* _Information given_:
● ● ● ●

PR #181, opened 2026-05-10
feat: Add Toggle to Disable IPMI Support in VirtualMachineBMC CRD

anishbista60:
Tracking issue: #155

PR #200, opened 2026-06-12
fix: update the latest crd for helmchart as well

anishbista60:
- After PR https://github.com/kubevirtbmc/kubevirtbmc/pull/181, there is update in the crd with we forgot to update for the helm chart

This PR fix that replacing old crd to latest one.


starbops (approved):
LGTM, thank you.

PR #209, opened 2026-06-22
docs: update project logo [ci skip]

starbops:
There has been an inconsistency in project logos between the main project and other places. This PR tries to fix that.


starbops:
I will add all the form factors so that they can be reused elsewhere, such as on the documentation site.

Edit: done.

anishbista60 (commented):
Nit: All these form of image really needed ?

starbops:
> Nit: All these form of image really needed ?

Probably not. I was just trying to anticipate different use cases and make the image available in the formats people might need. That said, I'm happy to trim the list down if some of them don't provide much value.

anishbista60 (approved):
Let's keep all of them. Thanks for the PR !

● ● ● ●

* _Prompt_:
Tally the lines of the records holding the word "these", then give only the resulting number.

* _Completed task_:
2